Please start at the first line of the records beneath and quote each line exactly, ending with the line containing "Add a connect".
================
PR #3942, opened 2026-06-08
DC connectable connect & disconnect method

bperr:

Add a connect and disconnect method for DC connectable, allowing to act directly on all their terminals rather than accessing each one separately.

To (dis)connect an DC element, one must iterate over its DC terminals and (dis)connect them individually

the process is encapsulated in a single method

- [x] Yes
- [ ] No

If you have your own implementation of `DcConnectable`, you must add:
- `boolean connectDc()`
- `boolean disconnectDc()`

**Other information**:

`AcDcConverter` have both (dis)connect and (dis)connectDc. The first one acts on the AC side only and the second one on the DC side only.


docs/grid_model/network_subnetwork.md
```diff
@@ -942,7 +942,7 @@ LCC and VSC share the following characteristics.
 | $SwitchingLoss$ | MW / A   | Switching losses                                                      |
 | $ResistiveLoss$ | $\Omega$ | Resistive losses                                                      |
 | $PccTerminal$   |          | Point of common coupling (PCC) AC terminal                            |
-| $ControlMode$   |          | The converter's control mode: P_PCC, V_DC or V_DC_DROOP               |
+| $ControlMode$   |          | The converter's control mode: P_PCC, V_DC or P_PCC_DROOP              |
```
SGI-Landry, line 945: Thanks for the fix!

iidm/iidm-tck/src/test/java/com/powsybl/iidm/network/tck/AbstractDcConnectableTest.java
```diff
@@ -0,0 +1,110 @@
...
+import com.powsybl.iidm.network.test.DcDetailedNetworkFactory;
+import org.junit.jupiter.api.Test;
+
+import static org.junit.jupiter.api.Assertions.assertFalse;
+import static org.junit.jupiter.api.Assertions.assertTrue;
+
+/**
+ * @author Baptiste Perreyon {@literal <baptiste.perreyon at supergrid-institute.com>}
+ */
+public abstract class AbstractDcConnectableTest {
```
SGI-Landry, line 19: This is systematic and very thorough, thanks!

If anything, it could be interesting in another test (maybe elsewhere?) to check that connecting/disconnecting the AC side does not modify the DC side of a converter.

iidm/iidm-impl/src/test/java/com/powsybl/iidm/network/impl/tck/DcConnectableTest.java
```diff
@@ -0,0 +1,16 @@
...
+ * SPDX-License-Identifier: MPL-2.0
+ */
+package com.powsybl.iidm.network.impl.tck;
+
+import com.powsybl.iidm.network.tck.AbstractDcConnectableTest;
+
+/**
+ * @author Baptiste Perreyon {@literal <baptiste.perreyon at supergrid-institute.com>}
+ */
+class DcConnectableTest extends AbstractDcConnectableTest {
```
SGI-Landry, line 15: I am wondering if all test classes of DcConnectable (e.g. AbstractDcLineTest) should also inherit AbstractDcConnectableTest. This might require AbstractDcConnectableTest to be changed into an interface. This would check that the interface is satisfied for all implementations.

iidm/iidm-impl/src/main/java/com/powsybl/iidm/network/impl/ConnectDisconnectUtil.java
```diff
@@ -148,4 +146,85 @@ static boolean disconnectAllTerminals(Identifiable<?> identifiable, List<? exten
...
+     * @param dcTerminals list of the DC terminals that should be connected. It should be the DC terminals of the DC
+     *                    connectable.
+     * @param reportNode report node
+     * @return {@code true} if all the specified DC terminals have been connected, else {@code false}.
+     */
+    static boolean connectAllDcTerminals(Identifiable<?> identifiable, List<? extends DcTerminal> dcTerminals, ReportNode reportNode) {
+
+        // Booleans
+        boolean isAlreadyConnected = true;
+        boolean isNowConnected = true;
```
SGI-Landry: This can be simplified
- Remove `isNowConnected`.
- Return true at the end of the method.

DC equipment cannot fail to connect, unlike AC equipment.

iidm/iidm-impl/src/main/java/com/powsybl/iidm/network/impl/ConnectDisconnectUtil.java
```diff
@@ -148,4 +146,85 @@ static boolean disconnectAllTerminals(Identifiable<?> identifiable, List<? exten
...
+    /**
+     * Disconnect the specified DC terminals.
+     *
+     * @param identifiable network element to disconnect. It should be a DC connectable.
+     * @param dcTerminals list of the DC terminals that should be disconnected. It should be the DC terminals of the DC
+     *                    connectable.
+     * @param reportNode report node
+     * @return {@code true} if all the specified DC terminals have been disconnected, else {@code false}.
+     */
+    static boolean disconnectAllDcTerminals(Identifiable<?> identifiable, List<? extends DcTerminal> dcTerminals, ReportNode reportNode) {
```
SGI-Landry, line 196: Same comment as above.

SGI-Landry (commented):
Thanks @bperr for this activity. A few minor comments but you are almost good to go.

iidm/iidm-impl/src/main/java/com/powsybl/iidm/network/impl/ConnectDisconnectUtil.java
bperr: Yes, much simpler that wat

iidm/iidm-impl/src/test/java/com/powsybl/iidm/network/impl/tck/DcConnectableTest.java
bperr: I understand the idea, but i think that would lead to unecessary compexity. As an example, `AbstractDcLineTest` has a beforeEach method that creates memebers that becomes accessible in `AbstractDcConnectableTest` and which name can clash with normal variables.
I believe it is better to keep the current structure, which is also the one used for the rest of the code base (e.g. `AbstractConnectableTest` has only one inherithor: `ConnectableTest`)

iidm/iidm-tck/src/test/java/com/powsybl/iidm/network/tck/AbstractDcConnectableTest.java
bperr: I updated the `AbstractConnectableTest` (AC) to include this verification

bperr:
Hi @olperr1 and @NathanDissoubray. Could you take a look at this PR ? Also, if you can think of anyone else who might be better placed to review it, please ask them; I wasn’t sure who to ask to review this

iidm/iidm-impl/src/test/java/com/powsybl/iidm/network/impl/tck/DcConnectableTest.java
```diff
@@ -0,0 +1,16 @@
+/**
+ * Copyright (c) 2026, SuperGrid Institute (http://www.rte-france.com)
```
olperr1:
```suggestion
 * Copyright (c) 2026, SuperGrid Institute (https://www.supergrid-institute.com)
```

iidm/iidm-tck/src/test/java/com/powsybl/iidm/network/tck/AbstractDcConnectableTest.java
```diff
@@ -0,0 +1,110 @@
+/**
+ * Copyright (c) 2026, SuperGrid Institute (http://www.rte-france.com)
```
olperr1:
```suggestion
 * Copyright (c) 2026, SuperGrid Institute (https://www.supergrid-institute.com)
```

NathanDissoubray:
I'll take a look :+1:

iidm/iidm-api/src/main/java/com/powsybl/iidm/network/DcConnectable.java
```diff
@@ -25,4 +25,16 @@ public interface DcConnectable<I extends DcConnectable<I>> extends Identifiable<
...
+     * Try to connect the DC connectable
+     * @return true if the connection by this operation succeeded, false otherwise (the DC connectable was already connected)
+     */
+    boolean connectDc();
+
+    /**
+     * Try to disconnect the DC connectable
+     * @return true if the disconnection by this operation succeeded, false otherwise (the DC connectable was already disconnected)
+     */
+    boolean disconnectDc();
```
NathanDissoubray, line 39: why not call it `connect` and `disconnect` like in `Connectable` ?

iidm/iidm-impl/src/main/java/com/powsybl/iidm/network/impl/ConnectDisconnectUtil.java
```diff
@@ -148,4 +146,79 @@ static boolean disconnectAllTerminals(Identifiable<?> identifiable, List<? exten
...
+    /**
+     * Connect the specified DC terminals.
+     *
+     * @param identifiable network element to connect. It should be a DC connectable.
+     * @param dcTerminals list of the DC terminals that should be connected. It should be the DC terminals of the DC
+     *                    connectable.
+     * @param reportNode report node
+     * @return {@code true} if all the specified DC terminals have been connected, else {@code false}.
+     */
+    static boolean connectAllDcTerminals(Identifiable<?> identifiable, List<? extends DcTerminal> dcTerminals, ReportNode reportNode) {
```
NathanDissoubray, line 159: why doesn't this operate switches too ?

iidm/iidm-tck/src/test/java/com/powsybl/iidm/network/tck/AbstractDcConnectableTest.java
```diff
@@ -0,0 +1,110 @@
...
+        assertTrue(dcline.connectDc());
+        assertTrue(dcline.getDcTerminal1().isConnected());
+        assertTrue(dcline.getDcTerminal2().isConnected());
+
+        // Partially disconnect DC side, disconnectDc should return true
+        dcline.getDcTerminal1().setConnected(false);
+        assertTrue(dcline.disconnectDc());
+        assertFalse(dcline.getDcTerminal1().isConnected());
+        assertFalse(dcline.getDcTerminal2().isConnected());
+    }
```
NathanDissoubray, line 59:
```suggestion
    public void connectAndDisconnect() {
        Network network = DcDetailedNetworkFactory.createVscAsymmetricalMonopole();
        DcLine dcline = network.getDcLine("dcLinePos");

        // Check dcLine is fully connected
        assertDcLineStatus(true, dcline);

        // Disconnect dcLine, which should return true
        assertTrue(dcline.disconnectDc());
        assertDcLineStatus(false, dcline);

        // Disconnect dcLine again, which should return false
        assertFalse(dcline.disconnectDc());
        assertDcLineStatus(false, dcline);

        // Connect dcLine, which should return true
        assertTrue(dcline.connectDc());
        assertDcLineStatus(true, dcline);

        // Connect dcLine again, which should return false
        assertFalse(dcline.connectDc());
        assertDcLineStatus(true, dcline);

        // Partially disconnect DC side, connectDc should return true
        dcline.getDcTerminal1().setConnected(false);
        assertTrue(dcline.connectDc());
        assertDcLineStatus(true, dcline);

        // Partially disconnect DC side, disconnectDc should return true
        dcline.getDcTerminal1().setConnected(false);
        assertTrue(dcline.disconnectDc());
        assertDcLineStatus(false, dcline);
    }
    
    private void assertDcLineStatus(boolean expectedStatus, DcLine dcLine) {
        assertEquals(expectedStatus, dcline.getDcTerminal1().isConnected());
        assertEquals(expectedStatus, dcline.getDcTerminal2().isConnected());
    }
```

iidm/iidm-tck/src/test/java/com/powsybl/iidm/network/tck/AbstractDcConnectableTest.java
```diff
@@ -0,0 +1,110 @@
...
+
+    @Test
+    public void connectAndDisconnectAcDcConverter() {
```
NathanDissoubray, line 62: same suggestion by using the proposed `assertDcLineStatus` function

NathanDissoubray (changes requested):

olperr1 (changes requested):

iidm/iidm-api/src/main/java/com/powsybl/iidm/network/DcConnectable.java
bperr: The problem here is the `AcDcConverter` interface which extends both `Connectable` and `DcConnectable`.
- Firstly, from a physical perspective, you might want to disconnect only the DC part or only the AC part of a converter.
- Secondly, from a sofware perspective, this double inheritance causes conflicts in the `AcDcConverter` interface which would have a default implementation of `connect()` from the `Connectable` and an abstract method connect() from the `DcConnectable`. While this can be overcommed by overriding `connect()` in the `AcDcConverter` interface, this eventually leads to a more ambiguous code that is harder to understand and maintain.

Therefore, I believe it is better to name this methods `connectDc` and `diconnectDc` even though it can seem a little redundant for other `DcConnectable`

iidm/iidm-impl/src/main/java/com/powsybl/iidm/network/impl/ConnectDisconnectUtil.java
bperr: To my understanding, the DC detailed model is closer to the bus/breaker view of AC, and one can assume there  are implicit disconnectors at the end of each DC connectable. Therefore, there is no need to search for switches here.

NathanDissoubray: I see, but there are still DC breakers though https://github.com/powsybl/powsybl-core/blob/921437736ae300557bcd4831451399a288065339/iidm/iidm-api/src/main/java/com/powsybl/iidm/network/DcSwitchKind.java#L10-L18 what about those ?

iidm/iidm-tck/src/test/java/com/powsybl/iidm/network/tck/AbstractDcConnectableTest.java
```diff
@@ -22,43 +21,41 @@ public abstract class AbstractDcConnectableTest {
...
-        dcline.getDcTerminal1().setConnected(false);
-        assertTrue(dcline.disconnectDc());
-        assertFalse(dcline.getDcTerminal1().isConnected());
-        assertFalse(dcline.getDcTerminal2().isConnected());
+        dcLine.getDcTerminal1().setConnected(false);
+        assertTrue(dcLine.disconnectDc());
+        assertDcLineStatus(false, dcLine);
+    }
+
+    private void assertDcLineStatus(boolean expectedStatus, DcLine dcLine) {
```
================
• Solution:
PR #3942, opened 2026-06-08
DC connectable connect & disconnect method

bperr:

Add a connect and disconnect method for DC connectable, allowing to act directly on all their terminals rather than accessing each one separately.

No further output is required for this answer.